As expected, VINCORION’s revenue remained practically unchanged on the prior year, at 164.8 million euros (prior year: 166.4 million euros). Buoyed by the issue of a license in early October to export power supply units for the “Patriot” missile defense system to the United Arab Emirates (UAE), VINCORION’s revenue in the final quarter was significantly higher than in the prior quarters of the year. EBITDA saw a sharp rise to 24.2 million euros (prior year: 20.1 million euros), mainly due to positive impacts arising from the first-time application of IFRS 16. The EBITDA margin accordingly grew to 14.7 percent (prior year: 12.1 percent). As expected, VINCORION significantly increased its order intake in the fourth quarter. At 177.9 million euros, the order intake for the full year was up on the prior-year figure of 154.9 million euros. VINCORION primarily received orders for systems for the Leopard 2 tank, the missile defense system, and in the aviation business. The higher order intake also led to growth in the order backlog to 169.7 million euros as of December 31, 2019 (31/12/2018: 158.9 million euros).
SARS-CoV-2 outbreak makes predictions difficult, forecast is subject to review
At present, it is not possible to reliably assess to what extent the spread of coronavirus will affect Jenoptik’s business in the current fiscal year. The forecast made by the Executive Board in the Annual Report was based on the knowledge at the time of preparing the report (March 10, 2020) resp. at the date of publishing the preliminary figures at the beginning of February, and is, therefore, subject to review. In view of the current situation, the Executive Board is expecting noticeable impacts at least in the first half of the year.

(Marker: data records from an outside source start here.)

PR #1100, opened 2019-10-15
[RW-3586] Enable setting custom environment variables within a cluster

als364:
https://precisionmedicineinitiative.atlassian.net/browse/RW-3586 actual ticket, which probably no one has access to

--

In all cases:


automation/src/test/scala/org/broadinstitute/dsde/workbench/leonardo/LeonardoModelCopy.scala
```diff
@@ -40,7 +40,8 @@ case class ClusterRequest(labels: LabelMap = Map(),
                           rstudioDockerImage: Option[String] = None,
                           welderDockerImage: Option[String] = None,
                           scopes: Set[String] = Set.empty,
-                          enableWelder: Option[Boolean] = None)
+                          enableWelder: Option[Boolean] = None,
+                          customClusterEnvironmentVariables: Option[Map[String, String]] = None)
```
Qi77Qi: 1. this is probably not the place you want to make the change. https://github.com/DataBiosphere/leonardo/blob/develop/http/src/main/scala/org/broadinstitute/dsde/workbench/leonardo/model/LeonardoModel.scala#L87 might be the place you need

2. Use `Map[String, String]` instead of wrapping in `Option` since an empty `Map` already has represents the idea of no custom environment variable

Qi77Qi:
what is the motivation for custom environment variable for cluster creation? is this going to be exposed in UI?

als364:
I work on All of Us and we want to expose the workspace CDR version as an environment variable in our notebooks by default.

Qi77Qi:
fyi, https://broadworkbench.atlassian.net/wiki/spaces/IA/pages/100401153/Testing+notebook+functionality+with+Fiab has some documentation around how you can test the change in a fiab

als364:
I don't think I have permissions to view that page.

http/src/main/resources/jupyter/init-actions.sh
```diff
@@ -92,6 +92,8 @@ if [ ! -z ${SERVICE_ACCOUNT_CREDENTIALS} ] ; then
   export GOOGLE_APPLICATION_CREDENTIALS=/etc/${SERVICE_ACCOUNT_CREDENTIALS}
 fi
 
+gsutil cp 'custom-env-vars.json' /etc
```
rtitle: Think this needs to be a bucket path. Also it looks like `jupyter-docker-compose.yaml` is expecting a file named `/etc/custom_env_vars.env`, not `custom-env-vars.json`.

http/src/main/scala/org/broadinstitute/dsde/workbench/leonardo/model/LeonardoModel.scala
```diff
@@ -84,7 +84,8 @@ final case class ClusterRequest(labels: LabelMap = Map.empty,
                                 rstudioDockerImage: Option[String] = None,
                                 welderDockerImage: Option[String] = None,
                                 scopes: Set[String] = Set.empty,
-                                enableWelder: Option[Boolean] = None)
+                                enableWelder: Option[Boolean] = None,
+                                customClusterEnvironmentVariables: Map[String, String] = Map.empty[String, String])
```
rtitle: You probably also need to update the json serializer `ClusterRequestFormat`, also in this file. This field can be handled the same way as `labels`.

http/src/main/scala/org/broadinstitute/dsde/workbench/leonardo/model/LeonardoModel.scala
```diff
@@ -305,6 +306,7 @@ case class ClusterInitValues private (googleProject: String,
 
 object ClusterInitValues {
   val serviceAccountCredentialsFilename = "service-account-credentials.json"
+  val customEnvVarFilename = "custom-env-vars.env"
```
rtitle: In `jupyter-docker-compose` it expects a file named `custom_env_vars.env` -- this should probably be consistent.

http/src/main/scala/org/broadinstitute/dsde/workbench/leonardo/service/LeonardoService.scala
```diff
@@ -934,11 +934,19 @@ class LeonardoService(protected val dataprocConfig: DataprocConfig,
       clusterRequest.enableWelder.getOrElse(false))
     val replacements: Map[String, String] = clusterInit.toMap
 
+    val tmpCustomEnvVarFile = File.createTempFile("custom-env-vars", "env")
```
rtitle: It's probably possible to build this content as a `String` and upload to GCS directly, instead of creating a tmp file. It's already in memory in the `clusterRequest`.

http/src/main/resources/jupyter/init-actions.sh
als364: Will unify filenames.

Using a bucket path would make more sense. I'm having trouble figuring out whether the bucket we upload things to in `initializeBucketOptions` is passed to this script and if so how.

http/src/main/scala/org/broadinstitute/dsde/workbench/leonardo/model/LeonardoModel.scala
als364: Want me to make an `EnvironmentVariableMap` type for this too or just leave it as a `Map[String, String]`?

http/src/main/scala/org/broadinstitute/dsde/workbench/leonardo/service/LeonardoService.scala
als364: a la the templated resources at line ~970?

http/src/main/resources/jupyter/init-actions.sh
rtitle: There's a few things to do. You can probably use `jupyterNotebookConfigUri` as a model.

1. Add a `customEnvVarsUri` field to [ClusterResourcesConfig](https://github.com/DataBiosphere/leonardo/blob/develop/http/src/main/scala/org/broadinstitute/dsde/workbench/leonardo/config/ClusterResourcesConfig.scala)
2. Add a `customEnvVars` field to [ClusterInitValues](https://github.com/DataBiosphere/leonardo/blob/develop/http/src/main/scala/org/broadinstitute/dsde/workbench/leonardo/model/LeonardoModel.scala#L271)
3. In `ClusterInitValues.apply`, populate it like [this](https://github.com/DataBiosphere/leonardo/blob/develop/http/src/main/scala/org/broadinstitute/dsde/workbench/leonardo/model/LeonardoModel.scala#L341)
4. In [LeonardoService.initializeBucketObjects](https://github.com/DataBiosphere/leonardo/blob/develop/http/src/main/scala/org/broadinstitute/dsde/workbench/leonardo/service/LeonardoService.scala#L922), build the content and upload to GCS by adding a call like [this](https://github.com/DataBiosphere/leonardo/blob/develop/http/src/main/scala/org/broadinstitute/dsde/workbench/leonardo/service/LeonardoService.scala#L971).
5. In [init-actions.sh](https://github.com/DataBiosphere/leonardo/blob/develop/http/src/main/resources/jupyter/init-actions.sh), add a line like [this](https://github.com/DataBiosphere/leonardo/blob/develop/http/src/main/resources/jupyter/init-actions.sh#L131)
6. In [init-actions.sh](https://github.com/DataBiosphere/leonardo/blob/develop/http/src/main/resources/jupyter/init-actions.sh), add a `gsutil cp` like [this](https://github.com/DataBiosphere/leonardo/blob/develop/http/src/main/resources/jupyter/init-actions.sh#L239-L242)
7. Set the `env_file` in jupyter-docker-compose as you have currently

http/src/main/scala/org/broadinstitute/dsde/workbench/leonardo/model/LeonardoModel.scala
rtitle: Nah, leave it as `Map[String, String]`. I don't think the type alias adds any value.

Btw, you can probably just write `Map.empty` - it should infer the types.

als364: Scala magic!

http/src/main/resources/jupyter/init-actions.sh
als364: For #5, what actually populates the values on the RHS?

rtitle: Leo will replace templated variables in the format `$(..)`. The templated variable corresponds to the variable names in `ClusterInitValues` (steps 2-3).

rtitle:
Btw, you probably need to merge in https://github.com/DataBiosphere/leonardo/pull/1105, or rebase your branch once that PR is merged to fix a compilation error.

als364:
retest this please

als364:
bah

als364:
jenkins retest

automation/src/test/scala/org/broadinstitute/dsde/workbench/leonardo/notebooks/NotebookCustomizationSpec.scala
```diff
@@ -106,5 +106,29 @@ final class NotebookCustomizationSpec extends GPAllocFixtureSpec with ParallelTe
...
+        withWebDriver { implicit driver =>
+          withNewNotebook(cluster, Python3) { notebookPage =>
+            notebookPage.executeCell("import os")
+            val envVar = notebookPage.executeCell("os.getenv('KEY')")
+            envVar shouldBe Some("'value'")
+          }
+        }
+      }
+
+      withNewCluster(billingProject, request = defaultClusterRequest.copy(customClusterEnvironmentVariables = Map("KEY" -> "value"))) { cluster =>
```
rtitle: Could this use the same cluster as above? It's costly to create a lot of clusters in tests; better to reuse them if possible.
```
      withNewCluster(billingProject, request = defaultClusterRequest.copy(customClusterEnvironmentVariables = Map("KEY" -> "value"))) { cluster =>
          withNewNotebook(cluster, Python3) { notebookPage =>
            notebookPage.executeCell("import os")
            val envVar = notebookPage.executeCell("os.getenv('KEY')")
            envVar shouldBe Some("'value'")
          }
          withNewNotebook(cluster, RKernel) { notebookPage =>
            val envVar = notebookPage.executeCell("Sys.getenv('KEY')")
            envVar shouldBe Some("'value'")
          }
        }
      }
```

rtitle (changes requested):
Looks good! Just 1 minor comment in the test. Other than that 💯

automation/src/test/scala/org/broadinstitute/dsde/workbench/leonardo/notebooks/NotebookCustomizationSpec.scala
als364: Yes, can do

rtitle (approved):
:shipit: once tests pass

Qi77Qi (approved):

als364:
jenkins retest

als364:
@rtitle @Qi77Qi The swatomation test failure happened twice in a row which makes me think it's not just some flakey thing. I have no idea what [this failure](https://fc-jenkins.dsp-techops.broadinstitute.org/job/leonardo-fiab-test-runner/17659/testReport/junit/org.broadinstitute.dsde.workbench.leonardo.notebooks/NotebookCustomizationSpec/NotebookCustomizationSpec_should_populate_user_specified_environment_variables/) means. Have you ever seen something like this before?

rtitle:
I have an idea, can I add a commit to this PR?

rtitle:
I did, let's see how this run does :)

rtitle:
It finally passed! I'll leave it to you @als364 to merge when ready. Remember to Squash and merge.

“Jenoptik provides its products and services primarily for the capital goods market, which in our opinion should be less affected than consumer goods segments. We also foresee only little impact on the project business with public customers of the Light & Safety division and of VINCORION. Our semiconductor equipment business is also not much affected at present. But we see significant impacts, especially in the automotive sector, due to longer lead times for projects, postponements and noticeable effects in the supply chains,” says Stefan Traeger.
The 2019 Annual Report is available on the Jenoptik website, Investors / Reports and Presentations.
This announcement can contain forward-looking statements that are based on current expectations and certain assumptions of the management of the Jenoptik Group. A variety of known and unknown risks, uncertainties and other factors can cause the actual results, the financial situation, the development or the performance of the company to be materially different from the announced forward-looking statements. Such factors can be, among others, pandemic diseases, changes in currency exchange rates and interest rates, the introduction of competing products or the change of the business strategy. The company does not assume any obligation to update such forward-looking statements in the light of future developments.